Dos atardeceres a la semana, en un edificio separado de la zona de clases, los estudiantes tenían sesión de discoteca - sin alcohol-. Durante una de esas sesiones, mientras yo paseaba cerca de la discoteca, evitando el estruendo musical del interior - sólo entraba un momento, al inicio de la sesión, para que mis estudiantes supieran que estaba por allí- se me acercan los dos árabes con caras un tanto alteradas y me preguntan,
- ¿Qué es GILIPOLLAS?
Inmediatamente se me encendió la bombilla.

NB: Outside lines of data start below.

PR #179, opened 2026-07-17
refactor(core): clear the two W4 fork blockers — fit() topology (B5) + save/load identity (B4)

fxd24:
Clears the last two fork blockers gating **W4** (the `ERModel`/`architectures` wave). Both defend the plan's invariant **I2 — "one architecture = one class = one identity"** — which would otherwise be false on day one. Two sequential commits in one worktree (both touch `resolver.py`).

**No `ERModel` / `architectures/` here — that is W4.** This only removes the blockers.

## B5 — `fit()` mutated topology, falsifying I2

`_fit_finetune` repoints the matcher slot (`self.module = LLMMatcher(...)`), so `FuzzyString().fit(method=QLoRA(...))` would silently become LLM-backed while still being class `FuzzyString`.

A Resolver subclass now declares `accepted_method_kinds`; `fit()` refuses anything else **at the boundary, before dispatch**:

```
UnsupportedMethodKind: FuzzyString does not accept method kind 'finetune'
(fine-tune qwen/Qwen3-0.6B (4-bit QLoRA r=16)); FuzzyString accepts: 'calibrate'.
Fitting with 'finetune' would change the pipeline's topology, leaving FuzzyString
naming a pipeline it no longer is. Use a plain Resolver (which accepts every kind)
or an architecture whose identity includes 'finetune'.
```

- Base `Resolver` stays `None` = **permissive** — it makes no identity claim; no existing fit path changes.
- Real kinds are `prompt` / `finetune` / `calibrate`, **verified at runtime** off `Method.kind` (a `ClassVar`), not guessed.
- `UnsupportedMethodKind` subclasses `TypeError` — `kind` is strategy-*type* identity, and it matches the sibling `TypeError` `_fit_finetune` already raises.
- Rejected alternatives (new-instance-returning `fit()`; advisory I2) are recorded **in-code** with why, so this is cheap to flip.

## B4 — `save`/`load` erased architecture identity

`save` now stamps an **optional** `model_class`; `load` reconstructs that class. Fresh-process proof:

```
--- resolver.json ---            --- FRESH PROCESS: Resolver.load(...) ---
"artifact_version": "1"            loaded class : FixtureFuzzyString
"model_class": "fixture_fuzzy_string"   accepted_method_kinds: ['calibrate']
```

- **Absent ⇒ plain `Resolver`** (every pre-0.4 artifact; an unregistered subclass degrades to today's behaviour, not an error).
- **`ARTIFACT_VERSION` stays `"1"`** — `_check_versions` rejects older *and* newer, so a bump would break existing 0.3.0 artifacts in both directions to buy a read that costs one `if`.
- **Models get their own namespace in the existing `registry.py`** (`register_model`/`get_model`/`model_type_name`), not a parallel registry: a component *fills* a slot, a model *owns* the slots — one dict would make `"type_name": "fuzzy_string"` resolvable in a blocker slot. `registry.py` already keeps schemas separate for exactly this reason.
- `get_model` returns a bare `type` like `get_component`: naming `Resolver` there (even under `TYPE_CHECKING`) would knot `registry <-> resolver` and grow the SCC.
- `config_dict()` still emits only `components`, so `model_class` stays **outside** `recipe_id`'s hash domain — no recipe hash forks.

## Gates (measured, not assumed)

| Gate | Result |
|---|---|
| Import ratchet | runtime cycles **0**, all-edges SCC **[10, 9, 3, 2]** — unchanged |
| `core` coverage (CI cmd) | **98.27%** vs gate 98 — exit 0 |
| Tests | **3681 passed**, 1 skipped (`-m "not slow and not integration"`) |
| `ruff check` / `format --check` | clean / 362 formatted |
| `mypy src/` | Success, 152 files |
| import_budget + public_surface_dod | 45 passed, 1 skipped |

Docs updated in the same PR (`docs/TECHNICAL_OVERVIEW.md`: both contracts) plus `fit`/`save`/`load` docstrings.

## Summary by Sourcery

Introduce architecture identity preservation in resolver save/load and enforce method kind constraints for resolver subclasses to protect pipeline topology.

New Features:
- Add model registry namespace for Resolver subclasses so saved artifacts can reconstruct their architecture class via model_class.
- Expose architecture registration and lookup helpers (register_model, get_model, model_type_name) through the core exports API.
- Allow Resolver subclasses to declare accepted_method_kinds, enabling topology-preserving fit contracts for named architectures.

Enhancements:
- Extend ArtifactManifest and Resolver.save/load so resolver.json includes an optional model_class field without changing artifact_version.
- Add UnsupportedMethodKind error and a pre-dispatch gate in Resolver.fit to reject method kinds outside a subclass’s accepted_method_kinds while keeping the base Resolver permissive.
- Document the save/load model_class semantics and accepted_method_kinds contract in TECHNICAL_OVERVIEW and resolver-related docstrings.

Tests:
- Add resolver save/load round-trip tests that verify architecture identity is preserved, including fresh-process checks and failure modes for unknown model_class values.
- Add tests for the model registry namespace, registration, lookup, suggestions, and separation from component registry.
- Add fit-method tests covering accepted_method_kinds behavior, UnsupportedMethodKind semantics, and ensuring the base Resolver’s existing fit paths remain unchanged.
- Introduce test fixture architectures (registered and unregistered Resolver subclasses) to exercise architecture identity and method kind constraints.

### DIFF
--- a/docs/TECHNICAL_OVERVIEW.md
+++ b/docs/TECHNICAL_OVERVIEW.md
@@ -800,6 +800,33 @@ unchanged):
   map with pure NumPy). `Platt()`/`Isotonic()` are import-light (no scikit-learn
   until the fit runs).
 
+#### Which kinds a class accepts: `accepted_method_kinds`
+
+Note the fine-tune bullet above: `fit(method=QLoRA(...))` **repoints the matcher
+slot**. That is deliberate and correct for a plain `Resolver`, which claims no
+identity — "a resolver" is not a topology, so a topology change falsifies
+nothing. It stops being free the moment a *class* names an architecture: a
+`FuzzyString` that quietly became LLM-backed while still being class
+`FuzzyString` is a name that describes a pipeline it no longer is.
+
+So a Resolver subclass may declare the kinds it can absorb without ceasing to be
+itself:
+
+```python
+class FuzzyString(Resolver):
+    accepted_method_kinds = frozenset({"calibrate"})   # no prompt/finetune
+```
+
+`fit()` checks it at the boundary, before dispatch, and refuses anything else
+with `langres.core.UnsupportedMethodKind` (a `TypeError` — `Method.kind` is a
+`ClassVar`, i.e. strategy-*type* identity, so rejecting a kind is rejecting a
+type) naming the class, the kind, `method.describe()`, and the accepted kinds.
+The three real kinds are `"prompt"`, `"finetune"`, `"calibrate"`.
+
+The base `Resolver` leaves `accepted_method_kinds = None` — **permissive**, every
+kind accepted, every fit path unchanged. An empty `frozenset()` is the opposite
+extreme: a fully frozen topology that takes no `method=` at all.
+
 `Resolver.describe()` is the pre-fit honesty device: a per-component string
 tagging each pipeline role **TRAINABLE** (implements a `langres.core.fit`
 Protocol, or is a prompt-compilable `DSPyMatcher`) or **frozen**. A pure string
--- a/docs/TECHNICAL_OVERVIEW.md
+++ b/docs/TECHNICAL_OVERVIEW.md
@@ -204,6 +204,15 @@ It is **optional on purpose**, and the compatibility rules follow from that:
 - `config_dict()` still emits only `components`, so `model_class` stays **outside**
   `recipe_id`'s hash domain and no existing recipe hash forks.
 
+> **Constraint on a registered model:** `load` reconstructs by calling the class
+> with `Resolver.__init__`'s component keywords (`blocker=`, `comparator=`,
+> `matcher=`, `clusterer=`, `calibrator=`). An architecture that narrows
+> `__init__` to its own signature (e.g. `FuzzyString(threshold=0.8)`) raises
+> `TypeError: ... unexpected keyword argument 'blocker'` on load. It must keep
+> accepting the component keywords, or grow an explicit from-components hook.
+> This could not bite before `model_class`, since `load` always built the base
+> `Resolver`.
+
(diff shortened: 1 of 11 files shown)


fxd24:
Thanks @sourcery-ai — triaged all three. Two taken, one declined with reasoning.

**1. Validate `target` is a `Resolver` subclass — TAKEN (real bug, reproduced).**

I probed it before fixing rather than take it on faith, and it reproduces exactly as described:

```
load() returned: NotAResolver
is it a Resolver? False
-> load() silently handed back a non-Resolver
```

Root cause is structural: `registry.py` sits *beneath* `resolver.py`, so it can neither import `Resolver` nor annotate `get_model` with it (doing so would knot the two into an import cycle the ratchet counts). The registry therefore *cannot* type-check its own entries, and `load` deserializes a file — so the check belongs exactly where you put it. After:

```
TypeError: Artifact model_class 'probe_not_a_resolver' is registered to
__main__.NotAResolver, which is not a Resolver subclass; register_model is for
Resolver subclasses (architectures).
```

One deviation: raised as `TypeError`, **not** the suggested `UnknownModelType`. That type is a `KeyError`, and this is a wrong-*type* error, not an unknown-*name* one — reusing it would make `except KeyError` swallow a type bug. Bonus: the guard narrows `target` to `type[Resolver]`, so mypy correctly flagged the `cast` it replaced as redundant and it's now gone.

**2. `UnsupportedMethodKind` message length — TAKEN (trimmed).**

It repeated the kind three times. Now once, while still naming class + kind + `describe()` + accepted kinds:

```
FuzzyString does not accept method kind 'finetune' (fine-tune qwen/Qwen3-0.6B
(4-bit QLoRA r=16)); it accepts: 'calibrate'. That fit would change the pipeline's
topology, leaving FuzzyString naming a pipeline it no longer is. Use a plain
Resolver (which accepts every kind) or an architecture built for it.
```

**3. Reverse map for `model_type_name`'s O(n) scan — DECLINED.**

`model_type_name` runs **once per `save()`** — an operation that writes a directory to disk — over what will be a handful of registered architectures (W4 adds ~2). The scan is unmeasurable against the I/O it accompanies, while a second dict to keep in sync with `_MODEL_REGISTRY` is a genuine bug surface (silent drift → `save` stamps the wrong name). Declining per the repo's "clean over premature optimization" rule; happy to revisit if architectures ever number in the thousands.

Gates after the fixes: **3682 passed**, core coverage **98.27%** (gate 98, exit 0), import ratchet unchanged (runtime **0**, all-edges **[10, 9, 3, 2]**), `mypy` clean, `ruff` clean.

- ¡Vaya!, -pensé- ya algún madrileño ha llamado gilipollas al grandullón este.
Sin inmutarme y alegremente, con una gran sonrisa, le dí unas amistosas palmadas en la espalda al tiempo que le decía,
-¡ Gilipollas is Friend! ¡¡FRIEND!!, ¡¡ FRIEND!!, ¡GILIPOLLAS!!!, ¡FRIEND!!!, ¡¡ FRIEND!!!
Les cambió la cara y se pusieron muy contentos.
Yo inmediatamente me las arreglé para correr la voz entre los estudiantes asturianos y madrileños.
Aquella velada de disco acabó con los estudiantes españoles y árabes abrazándose jubilosamente al grito de, ¡¡FRIEND!!, ¡GILIPOLLAS!!!, ¡¡¡GILIPOLLAS!!!, ¡¡¡GILIPOLLAS!!!, ¡¡¡FRIEND!!!.